盤點凍齡女星,有一個人,總是以最無敵的姿態出現,看看我當年拍的幾張照片,皓齒明眸,嬌豔四溢,冇PS、冇美圖、對比現在的紅姑,一個女人的半生際遇,其實都寫在臉上。
鍾楚紅生於1960年,今年已經57歲,事實上,她保持容顏的秘訣,是無法效仿。都說,江山折斷英雄腰,歲月催盡紅顏老。 一個人的半生際遇,其實都寫在臉上。正是那些大於生活的東西,決定了一個女人在四十歲之後的臉是不是好看,在資財相近的情況下,是不是舒服和放心。
1987年她認識咪朱的時候,已經是最紅的女明星,Cherie在與朱家鼎低調戀愛四年後,與這位其貌不揚的眼鏡仔結婚,並於1994年宣佈息影。他的Synergy廣告公司創辦不過四年,雖然獲獎眾多,但還屬要傾力奮鬥力爭上游的企業家,創業嘛。
1991年12月10日,鍾楚紅與朱家鼎在美國舉行婚禮那日,地點是美國Rhode Island聖百蘭天主教教堂。舉行婚禮天上下起了小雨,雖然她很為婚紗的拖地長擺被弄髒而心疼,但是當地人告訴他們,結婚當天下雨,是Good Luck,她於是笑了起來。
鍾楚紅生於香港,父母親是小生意人,一共生育四個孩子,而她是四個孩子裡的老大,從小就承擔許多不屬於孩子的家務。1979年,19歲的她,由母親張羅著參選港姐,因為不會穿高跟鞋而落敗,只得第4名,卻也因為這種質樸率真性格,獲得電影人的青睞,由此走上大銀幕。
第一部片是《碧水寒山奪命金》,她和當時最紅的男星劉松仁演對手戲。隨後簽約邵氏。然後是和周潤發合作的《胡越的故事》,緊接著又是《男與女》《竹籬笆外的春天》《刀馬旦》《秋天的童話》《伴我闖天涯》《縱橫四海》。1983年憑藉《男與女》,獲得第三屆香港電影金像獎最佳女主角提名、第二十屆金馬獎最佳女主角提名,並且榮獲第二十九屆亞太影展最佳女主角。
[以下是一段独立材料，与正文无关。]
PR #121, opened 2019-10-21
Clean ActorId

shaggygi:
Random code cleaning for ActorId.cs.

### DIFF
--- a/src/Dapr.Actors/ActorId.cs
+++ b/src/Dapr.Actors/ActorId.cs
@@ -30,34 +30,34 @@ namespace Dapr.Actors
         /// <summary>
         /// Determines whether two specified actorIds have the same id.
         /// </summary>
-        /// <param name="x">The first actorId to compare, or null. </param>
-        /// <param name="y">The second actorId to compare, or null. </param>
+        /// <param name="id1">The first actorId to compare, or null. </param>
+        /// <param name="id2">The second actorId to compare, or null. </param>
         /// <returns>true if the id is same for both objects; otherwise, false.</returns>
-        public static bool operator ==(ActorId x, ActorId y)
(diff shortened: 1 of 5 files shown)


src/Dapr.Actors/ActorId.cs
```diff
@@ -31,39 +30,38 @@ public ActorId(string id)
...
         /// </summary>
-        /// <param name="x">The first actorId to compare, or null. </param>
-        /// <param name="y">The second actorId to compare, or null. </param>
+        /// <param name="id1">The first actorId to compare, or null.</param>
+        /// <param name="id2">The second actorId to compare, or null.</param>
         /// <returns>true if the id is same for both objects; otherwise, false.</returns>
-        public static bool operator ==(ActorId x, ActorId y)
+        public static bool operator ==(ActorId id1, ActorId id2)
         {
-            if (ReferenceEquals(x, null) && ReferenceEquals(y, null))
```
amanbha: Could you please add unit tests for the changes being made for all these ActorId comparisions.

shaggygi: Sure.  Reviewing now.

shaggygi: @amanbha You were correct (referencing #123) and appears you could not have both adapters in project at once.  I only removed MSTest and added xUnit packages for Dapr.Actors.Test project.  The other projects appear to show up in Test Explorer and all test pass.

Since it might take a little longer to complete for other projects, you might go ahead and accept this PR (if all looks good 😄).  I can do another PR to complete the other test projects with xUnit referencing issue #123.

Thoughts?

amanbha: Thanks for the changes, that should be fine, but please do that as having 2 different test framework s for long would be weird.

1987年,她憑藉《秋天的童話》獲得第七屆香港電影金像獎最佳女主角提名、第二十四屆金馬獎最佳女主角提名,並且榮獲第三十二屆亞太影展最佳女主角 ;也是這一年,她還《流氓大亨》獲得第24屆臺灣電影金馬獎最佳女主角提名。
香港黃金時代的電影傳說,許多與她有關。1990年左右的香港影壇,鼎盛時期的紅姑,美豔傾城,雍容華貴,髮髻高挽,霓裳低垂,眼若秋水,顧盼生姿。
女人的生活到底幸福不幸福,全世界都心知肚明。在那些貌似情深意篤、總要拖著手微笑著出現在眾人面前的眾多伴侶中,紅姑恐怕是少數幾個讓人心服口服的女人中的一個。她和他周遊列國,與他的奶奶朱老太和睦相處,為他學習廚藝和園藝,從不懂廚藝到自稱可以弄出滿漢全席,他需要安靜,她便把自己飼養的鸚鵡盡數送人,臨終前,二人在峇里買地建房,紅姑也十分投入,學建築、學影相、學Design。後來,她成為畫家和攝影家,她的畫作,賣到幾十萬一張,劉嘉玲的家裡,就懸掛著她的作品。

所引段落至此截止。